Perspective
I always get a bit antsy this time of year. Maybe a bit pessimistic. A bit stuck. The newness of the year has worn off. Summer seems out of reach and the days pass monotonously.
Feelings and thoughts of the dark and down variety are weighty. Without knowing, they can seep into every part of life. They can make okay days hard and hard days even harder. Its difficult to see the light when the days are short.
But (because there is always a but) the days are already getting longer. One evening this week, folding laundry, I looked out my finger-smudged front window to see the sun still setting. I hate folding laundry. I also hate finger smudged windows. But my perspective changed when I saw that light.
What a blessing short winter days are. They make me appreciate the green of spring, the long fun of summer and the beauty of fall. What a blessing my laundry is. Stains and unmatched socks mean life has been lived and memories have been made. What a blessing those tiny finger prints are. How sad will I be when they are no longer at my waist level? How lonely will I be when I only have mine and Doug's to wipe away?
Its all about perspective.
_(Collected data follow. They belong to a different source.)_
PR #20, opened 2020-03-07
Binding model: Bindless part 2

doitsujin:
Implements initial support for bindless SRVs and Samplers, as well as dynamic and non-uniform descriptor indexing for Shader Model 5.1/6.0.

This consists of several parts, all of which depend on each other:
1. Shader compiler work to support these features, including some required additions to the interface between vkd3d and the shader compiler.
2. A complete rewrite of the root signature and resource binding code, which was needed since assumptions about the exact descriptor set layouts were duplicated in various places and the whole thing was barely maintainable, let alone extensible.
3. API-side additions to support bindless SRVs/Samplers.

The implementation passes both `test_bindless_srv_sm51` and `test_bindless_samplers_sm51` on AMDVLK as well as RADV with ACO (non-uniform indexing is broken on LLVM), and was further tested in Shadow of the Tomb Raider, Metro Exodus, and Resident Evil 2.

## Overview
Each descriptor heap holds one or more descriptor sets, one for each supported descriptor type. These sets are updated by functions such as `CreateShaderResourceView` and `CopyDescriptors`, and are bound to a command list via `SetDescriptorHeaps`.

The set and binding numbers for these sets are be the same for all pipeline layouts, so there is no need to rebind the sets when the root signature changes.

Descriptor table offsets are passed to the pipeline via push constants, one 32-bit integer per table, and are updated after each call to `Set*RootDescriptorTable`.

```glsl
/* Declarations */
layout(push_constant, std430) uniform push_cb {
    uint descriptor_tables[2];
} pc;
/* Descriptor heaps */
layout(set = 0, binding = 0) uniform sampler samplers[];
layout(set = 1, binding = 0) uniform usamplerBuffer srvBuf[];
layout(set = 2, binding = 0) uniform utexture2D srv2D[];
/* Root descriptor */
layout(set = 3, binding = 0, r32ui) uniform writeonly uimageBuffer u0;
/* Sample lookup */
texelFetch(srv2D[nonuniformEXT(pc.descriptor_tables[0u] + uint(floatBitsToInt(r0.x)))], ivec2(0), 0)
```

Root descriptors were also reworked to always use a separate set, even if `VK_KHR_push_descriptor` is not supported. This simplifies the design and may improve performance, since root descriptors likely change more frequently than descriptor tables. Static samplers also use a separate set now.

The packed descriptor set, root descriptor set and static sampler set are optional and will not be created if not needed by the root signature.

## Current issues
- It is not entirely clear which IDs we need to decorate with `NonUniformEXT` (is there any documentation for this?). RADV seems to be happy with pretty much anything, whereas AMDVLK requires it on both the index and the resource ID (of `OpTypeImage`/`OpTypeSampler`).
Decorating the pointer returned by `OpAccessChain` does *not* work, which complicates the design and causes some inevitable code duplication.
- We currently only enable bindless if the device reports `RESOURCE_BINDING_TIER_2` since we have no easy access to the device features and properties. A possible solution is to store a `vkd3d_physical_device_info` struct in `d3d12_device`.
- There is currently no clear path towards supporting bindless UAV counters. The original idea was to add a single SSBO descriptor to one of the bindless set layouts which would then contain the raw VAs, however this complicates the design significantly since we need to keep track of which binding to update etc. Another option which does not increase the overall set count would be to add it to the root descriptor set if necessary.
- We need a way to find the descriptor heap from a `D3D12_CPU_DESCRIPTOR_HANDLE`. The current (and somewhat ugly) solution is to initialize each descriptor with a pointer to the heap.
- There are still a few things I'd like to clean up, e.g. the way the descriptor table offset is calculated.

## Future work
- Inline uniform blocks should be used on implementations that only support 128 bytes of push constant space.
- Static samplers should be cached so that we don't exceed the limit on the number of samplers that may exist at a time. D3D12 allows up to [2032](https://docs.microsoft.com/en-us/windows/win32/direct3d12/hardware-support) unique static samplers.
- We may want to allocate static sampler descriptor sets from a global pool using `VK_DESCRIPTOR_POOL_CREATE_FREE_DESCRIPTOR_SET_BIT`. Currently we allocate a new set each time the root signature changes.
- Support volatile descriptor ranges properly for the packed descriptor set.
- Support dynamic descriptor indexing within the packed descriptor set.
- Use `VK_EXT_buffer_address` for root descriptors to replace the root descriptor set.
- Support bindless UAVs and UAV counters.
- Support bindless CBVs on hardware that can support it.

### DIFF
--- a/libs/vkd3d/command.c
+++ b/libs/vkd3d/command.c
@@ -1860,7 +1860,7 @@ static void d3d12_command_list_invalidate_current_render_pass(struct d3d12_comma
 }
 
 static void d3d12_command_list_invalidate_root_parameters(struct d3d12_command_list *list,
-        VkPipelineBindPoint bind_point)
+        VkPipelineBindPoint bind_point, bool invalidate_descriptor_heaps)
 {
     struct vkd3d_pipeline_bindings *bindings = &list->pipeline_bindings[bind_point];
 
@@ -1873,6 +1873,12 @@ static void d3d12_command_list_invalidate_root_parameters(struct d3d12_command_l
     bindings->root_constant_dirty_mask = bindings->root_signature->root_constant_mask;
 
     bindings->static_sampler_set_dirty = bindings->static_sampler_set != VK_NULL_HANDLE;
+
+    if (invalidate_descriptor_heaps)
+    {
+        struct d3d12_device *device = bindings->root_signature->device;
+        bindings->descriptor_heap_dirty_mask = (1ull << device->bindless_state.set_count) - 1;
+    }
 }
 
 static bool vk_barrier_parameters_from_d3d12_resource_state(unsigned int state, unsigned int stencil_state,
@@ -4099,7 +4105,7 @@ static void d3d12_command_list_set_root_signature(struct d3d12_command_list *lis
                 list->allocator, root_signature->vk_sampler_descriptor_layout);
     }
 
-    d3d12_command_list_invalidate_root_parameters(list, bind_point);
+    d3d12_command_list_invalidate_root_parameters(list, bind_point, false);
 }
 
 static void STDMETHODCALLTYPE d3d12_command_list_SetComputeRootSignature(ID3D12GraphicsCommandList2 *iface,
@@ -4885,7 +4891,7 @@ static void d3d12_command_list_clear_uav(struct d3d12_command_list *list,
     d3d12_command_list_end_current_render_pass(list);
 
     d3d12_command_list_invalidate_current_pipeline(list);
-    d3d12_command_list_invalidate_root_parameters(list, VK_PIPELINE_BIND_POINT_COMPUTE);
+    d3d12_command_list_invalidate_root_parameters(list, VK_PIPELINE_BIND_POINT_COMPUTE, true);
 
     if (!d3d12_command_allocator_add_view(list->allocator, view))
         WARN("Failed to add view.\n");
--- a/libs/vkd3d/command.c
+++ b/libs/vkd3d/command.c
@@ -2342,6 +2342,7 @@ static void d3d12_command_list_reset_state(struct d3d12_command_list *list,
     list->current_render_pass = VK_NULL_HANDLE;
 
     memset(list->pipeline_bindings, 0, sizeof(list->pipeline_bindings));
+    memset(list->descriptor_heaps, 0, sizeof(list->descriptor_heaps));
 
     list->state = NULL;
 
@@ -2762,6 +2763,26 @@ static bool vk_write_descriptor_set_from_root_descriptor(VkWriteDescriptorSet *v
     return true;
 }
 
+static void d3d12_command_list_update_descriptor_heaps(struct d3d12_command_list *list,
+        VkPipelineBindPoint bind_point)
+{
+    struct vkd3d_pipeline_bindings *bindings = &list->pipeline_bindings[bind_point];
+    const struct d3d12_root_signature *root_signature = bindings->root_signature;
+    const struct vkd3d_vk_device_procs *vk_procs = &list->device->vk_procs;
+
+    while (bindings->descriptor_heap_dirty_mask)
+    {
+        unsigned int heap_index = vkd3d_bitmask_iter64(&bindings->descriptor_heap_dirty_mask);
+
+        if (list->descriptor_heaps[heap_index])
+        {
+            VK_CALL(vkCmdBindDescriptorSets(list->vk_command_buffer, bind_point,
+                root_signature->vk_pipeline_layout, heap_index, 1,
+                &list->descriptor_heaps[heap_index], 0, NULL));
+        }
+    }
+}
+
 static void d3d12_command_list_update_static_samplers(struct d3d12_command_list *list,
         VkPipelineBindPoint bind_point)
 {
@@ -2863,6 +2884,9 @@ static void d3d12_command_list_update_descriptors(struct d3d12_command_list *lis
 
     if (!rs)
         return;
+
+    if (bindings->descriptor_heap_dirty_mask)
+        d3d12_command_list_update_descriptor_heaps(list, bind_point);
 
     if (bindings->static_sampler_set_dirty)
         d3d12_command_list_update_static_samplers(list, bind_point);
@@ -4012,12 +4036,33 @@ static void STDMETHODCALLTYPE d3d12_command_list_ExecuteBundle(ID3D12GraphicsCom
 static void STDMETHODCALLTYPE d3d12_command_list_SetDescriptorHeaps(ID3D12GraphicsCommandList2 *iface,
         UINT heap_count, ID3D12DescriptorHeap *const *heaps)
 {
+    struct d3d12_command_list *list = impl_from_ID3D12GraphicsCommandList2(iface);
+    struct vkd3d_bindless_state *bindless_state = &list->device->bindless_state;
+    unsigned int i, j, set_index;
+    uint64_t dirty_mask = 0;
+
     TRACE("iface %p, heap_count %u, heaps %p.\n", iface, heap_count, heaps);
 
-    /* Our current implementation does not need this method.
-     *
-     * It could be used to validate descriptor tables but we do not have an
-     * equivalent of the D3D12 Debug Layer. */
+    for (i = 0; i < heap_count; i++)
+    {
+        struct d3d12_descriptor_heap *heap = unsafe_impl_from_ID3D12DescriptorHeap(heaps[i]);
+
+        if (!heap)
+            continue;
+
+        for (j = 0; j < bindless_state->set_count; j++)
+        {
+            if (bindless_state->set_info[j].heap_type != heap->desc.Type)
+                continue;
+
+            set_index = d3d12_descriptor_heap_set_index_from_binding(&bindless_state->set_info[j]);
+            list->descriptor_heaps[j] = heap->vk_descriptor_sets[set_index];
+            dirty_mask |= 1ull << j;
+        }
+    }
+
+    for (i = 0; i < ARRAY_SIZE(list->pipeline_bindings); i++)
+        list->pipeline_bindings[i].descriptor_heap_dirty_mask = dirty_mask;
 }
 
 static void d3d12_command_list_set_root_signature(struct d3d12_command_list *list,
--- a/libs/vkd3d/command.c
+++ b/libs/vkd3d/command.c
@@ -2661,6 +2661,7 @@ static void d3d12_command_list_update_packed_descriptors(struct d3d12_command_li
     VkDescriptorSet descriptor_set = VK_NULL_HANDLE;
     union vkd3d_descriptor_info *vk_descriptor;
     const struct d3d12_desc *base_descriptor;
+    uint32_t table_offsets[D3D12_MAX_ROOT_COST];
     unsigned int root_parameter_index, i, j;
     unsigned int write_count = 0;
 
@@ -2687,6 +2688,8 @@ static void d3d12_command_list_update_packed_descriptors(struct d3d12_command_li
 
         table = root_signature_get_descriptor_table(root_signature, root_parameter_index);
         vk_descriptor = &updates->descriptors[table->first_packed_descriptor];
+
+        table_offsets[table->table_index] = d3d12_desc_heap_offset(base_descriptor);
 
         for (i = 0; i < table->binding_count; i++)
         {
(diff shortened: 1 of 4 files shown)


include/private/vkd3d_common.h
```diff
@@ -81,6 +82,36 @@ static inline bool vkd3d_bitmask_is_contiguous(unsigned int mask)
...
+    r -= (mask & 0x5555555555555555ull) ?  1 : 0;
+    return mask ? r : 64;
+#endif
+}
+
+/* find least significant bit, then remove that bit from mask */
+static inline unsigned int vkd3d_bitmask_iter64(uint64_t* mask)
+{
+    uint64_t cur_mask = *mask;
+    *mask = cur_mask & (cur_mask - 1);
```
HansKristian-Work: Is this correct? I would expect something like
```
*mask = ~(1ull << tzcnt(*mask));
```

include/private/vkd3d_common.h
```diff
@@ -81,6 +82,36 @@ static inline bool vkd3d_bitmask_is_contiguous(unsigned int mask)
...
 }
 
+/* Returns 64 for mask == 0 */
+static inline unsigned int vkd3d_bitmask_tzcnt64(uint64_t mask)
+{
+#ifdef _MSC_VER
+    unsigned long result;
+    _BitScanForward64(&result, mask) ? result : 64;
+    return result;
+#elif defined (HAVE_BUILTIN_CTZLL)
```
HansKristian-Work: Is this activated in autoconf?

doitsujin: Apparently I forgot to commit the change.

include/private/vkd3d_common.h
doitsujin: The idea is to clear the lowest set bit and leave the upper bits intact, which is what this does.

HansKristian-Work: That's what I figured, but I have a hard time seeing how that mask does that, it is some classic "hackers delight" trick? I've never seen that way of doing a bitloop.

HansKristian-Work: A comment explaining what the trick is doing is probably good enough.

HansKristian-Work:
vkd3d: Rework descriptor table binding refers to a descriptor update template. I don't see that being used. Thought we dropped it?

libs/vkd3d/command.c
```diff
@@ -2538,176 +2544,186 @@ static bool d3d12_command_list_update_graphics_pipeline(struct d3d12_command_lis
...
-    struct d3d12_desc *descriptor;
+    const struct d3d12_root_descriptor_table *table;
+    VkDescriptorSet descriptor_set = VK_NULL_HANDLE;
+    union vkd3d_descriptor_info *vk_descriptor;
+    const struct d3d12_desc *base_descriptor;
+    unsigned int root_parameter_index, i, j;
+    unsigned int write_count = 0;
 
-    descriptor_table = root_signature_get_descriptor_table(root_signature, index);
+    if (!vkd3d_descriptor_updates_resize_arrays(updates, root_signature->packed_descriptor_count))
```
HansKristian-Work: I suppose for RS 1.0 we can just append new updates here and flush on submit instead of updating immediately?

doitsujin: Haven't thought about that, but yeah, that might actually work.

doitsujin:
> vkd3d: Rework descriptor table binding refers to a descriptor update template. I don't see that being used. Thought we dropped it?

I fixed the commit message.

libs/vkd3d/command.c
doitsujin: Actually, it's not quite as simple and would need a (rather minor) rework of how we populate the array; it still shows that this was originally written with descriptor update templates in mind. But yes, I think this is the right way forward.

libs/vkd3d/vkd3d_private.h
```diff
@@ -618,8 +623,32 @@ struct d3d12_descriptor_heap
...
 struct d3d12_descriptor_heap *unsafe_impl_from_ID3D12DescriptorHeap(ID3D12DescriptorHeap *iface) DECLSPEC_HIDDEN;
 
+static inline unsigned int d3d12_descriptor_heap_sampler_set_index()
+{
+    return 0;
+}
+
+static inline unsigned int d3d12_descriptor_heap_cbv_set_index()
+{
+    return 0;
```
HansKristian-Work: Is this because we haven't really bothered hooking up CBV bindless yet?

libs/vkd3d/vkd3d_private.h
```diff
@@ -618,8 +623,32 @@ struct d3d12_descriptor_heap
...
+}
+
+static inline unsigned int d3d12_descriptor_heap_srv_set_index(bool is_buffer)
+{
+    return 1 + (is_buffer ? 0 : 1);
+}
+
+static inline unsigned int d3d12_descriptor_heap_uav_set_index(bool is_buffer)
+{
+    return 3 + (is_buffer ? 0 : 1);
```
HansKristian-Work: I suppose there is no argument for counters since we don't bother with bindless UAV counters yet?

libs/vkd3d/command.c
doitsujin: Nevermind, doesn't work. We need to pull in the correct *descriptors* at submission time, so nothing really changes from your previous attempt at implementing it.

libs/vkd3d/vkd3d_private.h
doitsujin: These are intended to be somewhat hard-coded (but therefore, very fast) functions to give us access to a descriptor set stored with a descriptor heap. The exact numbers don't really matter. This wouldn't change with bindless CBV.

libs/vkd3d/vkd3d_private.h
```diff
@@ -647,6 +647,12 @@ static inline unsigned int d3d12_descriptor_heap_uav_set_index(bool is_buffer)
     return 3 + (is_buffer ? 0 : 1);
 }
 
+static inline uint32_t d3d12_desc_heap_offset(const struct d3d12_desc *dst)
+{
+    size_t heap_start = (size_t)dst->heap->descriptors;
+    return ((size_t)dst - heap_start) / sizeof(struct d3d12_desc);
```
HansKristian-Work: Is this sizeof aligned to POT? Integer divide isn't that cool. Alternatively, we can store the offset directly.

libs/vkd3d/vkd3d_private.h
doitsujin: Kind of, in practice (assuming they get a separate set, or are incorporated into an existing set) we'd probably define a new function for UAV counters instead.

libs/vkd3d/vkd3d_private.h
doitsujin: > Is this sizeof aligned to POT?

No, but storing the offset (alongside the pointer to the heap, which we already have anyway) works too.

libs/vkd3d/command.c
```diff
@@ -2725,6 +2728,16 @@ static void d3d12_command_list_update_packed_descriptors(struct d3d12_command_li
                 root_signature->packed_descriptor_set,
                 1, &descriptor_set, 0, NULL));
     }
+
+    /* Set descriptor offsets */
+    if (root_signature->descriptor_table_count)
```
HansKristian-Work: This is called only inside update_packed_descriptors. This seems a bit sketchy if we only changed a root descriptor which uses descriptor tables. I think we technically don't need to update packed descriptors in that case, only push constants.

libs/vkd3d/device.c
```diff
@@ -1350,12 +1353,20 @@ static HRESULT vkd3d_init_device_caps(struct d3d12_device *device,
...
+     * number of samplers to support per set is 500k */
+    if (descriptor_indexing->runtimeDescriptorArray
+            && descriptor_indexing->shaderSampledImageArrayNonUniformIndexing
+            && descriptor_indexing->shaderUniformTexelBufferArrayNonUniformIndexing
+            && descriptor_indexing->descriptorBindingSampledImageUpdateAfterBind
+            && descriptor_indexing->descriptorBindingUpdateUnusedWhilePending
+            && descriptor_indexing->descriptorBindingPartiallyBound
+            && descriptor_indexing->descriptorBindingVariableDescriptorCount
+            && descriptor_indexing_properties->maxPerStageDescriptorUpdateAfterBindSampledImages >= 1000000)
         device->feature_options.ResourceBindingTier = D3D12_RESOURCE_BINDING_TIER_2;
```
HansKristian-Work: We'll probably need to report TIER_3 here anyways because WoW is broken and refuses to use D3D12 unless that is reported. Is there an "app-opt" thing in place we can use for this?

libs/vkd3d/state.c
```diff
@@ -343,42 +370,68 @@ struct d3d12_root_signature_info
...
-    if (range->NumDescriptors == 0xffffffff)
+    if (d3d12_root_signature_descriptor_range_is_bindless(device, range->RangeType))
     {
-        FIXME("Unhandled unbound descriptor range.\n");
-        return E_NOTIMPL;
+        switch (range->RangeType)
+        {
+            case D3D12_DESCRIPTOR_RANGE_TYPE_SRV:
+                /* separate image + buffer descriptors */
+                info->binding_count += 2;
```
HansKristian-Work: Probably best to set descriptor_count here and increment outside the branch. The two branches here to the same thing in different ways.

libs/vkd3d/device.c
doitsujin: > Is there an "app-opt" thing in place we can use for this?

No. I guess the best thing to do for now is to keep the old code for this and instead check for bindless features in `vkd3d_bindless_state_get_bindless_flags`.

HansKristian-Work: That works, please add comments explaining the situation in that case.

libs/vkd3d/state.c
doitsujin: The difference is that bindings and packed descriptors are decoupled here. Can of course introduce a separate `binding_count`, but this will lead to some duplication in the second branch.

HansKristian-Work: Hm, right, nvm.

libs/vkd3d/command.c
doitsujin: True, on the other hand we currently have no way to check whether a table has packed descriptors or not.

HansKristian-Work: If any SetDescriptorTable call will invalidate the packed set, I suppose this is fine, but I'd like a TODO comment explaining what optimization we can do later so we don't forget we need to move this out.

libs/vkd3d/state.c
```diff
@@ -712,9 +807,11 @@ static HRESULT d3d12_root_signature_init_static_samplers(struct d3d12_root_signa
 static HRESULT d3d12_root_signature_init(struct d3d12_root_signature *root_signature,
         struct d3d12_device *device, const D3D12_ROOT_SIGNATURE_DESC *desc)
 {
+    const struct vkd3d_bindless_state *bindless_state = &device->bindless_state;
+    VkDescriptorSetLayout set_layouts[3 + VKD3D_MAX_BINDLESS_DESCRIPTOR_SETS];
```
HansKristian-Work: If VKD3D_MAX_BINDLESS_DESCRIPTOR_SETS is 6, wouldn't this overflow the limit of 8?

doitsujin: This is really just here so that we have a large enough array. I can hard-code it to 8 if you want.

We'll never have >8 sets in practice,. since if everything is bindless, there will be no packed descriptor set.

HansKristian-Work: Defining VKD3D_MAX_DESCRIPTORS to 8 is probably fine.

libs/vkd3d/state.c
```diff
@@ -2764,8 +2764,22 @@ static HRESULT vkd3d_bindless_state_add_binding(struct vkd3d_bindless_state *bin
...
+    const struct vkd3d_vulkan_info *vk_info = &device->vk_info;
+    uint32_t flags = 0;
+
+    if (!vk_info->EXT_descriptor_indexing ||
+            !device_info->descriptor_indexing_features.runtimeDescriptorArray ||
+            !device_info->descriptor_indexing_features.descriptorBindingPartiallyBound ||
+            !device_info->descriptor_indexing_features.descriptorBindingVariableDescriptorCount)
+        return 0;
+
+    if (device_info->descriptor_indexing_properties.maxPerStageDescriptorUpdateAfterBindSampledImages >= 1000000 &&
```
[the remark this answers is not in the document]
doitsujin: Yeah, fixed.

libs/vkd3d/state.c
doitsujin: Done.

libs/vkd3d/device.c
doitsujin: Done.

libs/vkd3d/command.c
doitsujin: Added a comment.

I guess for an implementation, we could rework this further and not track each individual table, instead just adding a `packed_descriptors_dirty` and `descriptor_tables_dirty` flag similar to the static samplers one, and store whether a table has packed descriptors with the root signature.

HansKristian-Work: ye, I think that'd be a good thing to do since it's unlikely UAV/CBV ranges will overlap with SRVs for bindless scenarios. But it doesn't block this PR.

Its all about looking for the good.
Its a sleepless night with my three month old...that gives me some extra cuddles and time to pray.
Its a hard-won battle with my three year old...that reminds me (even in my frustration) how much I love him (and how much I appreciate Doug).
Its a reminder of a loss...that brings me sweet memories or reminders of God's love and provisions.
“Don’t worry about anything; instead pray about everything; tell God your needs and don’t forget to thank him for his answers. Fix your thoughts on what is true and good and right. Think about things that are pure and lovely, and dwell on the fine, good things in others. Think about all you can praise God for and be glad about.” Philippians 4:6-8.
In February of 2018 my Grandma had me write this verse down as she shared with family her cancer diagnosis. Every year since I find myself going back to it. Three years later I need it now just like I needed it then. I love to think that God planted these words in my Grandma years ago only for her to nourish them and bless me with them. And I promise to keep nourishing them too. I promise to look for the good.
Its all about perspective.
Heavenly Father, allow us to see this world, ourselves, and others the way you see us. Give us your perspective. May we live to be Christ-like and be glad about it.
Amen.
And just a little blue-eyed blondie to brighten this Monday for you. You are welcome!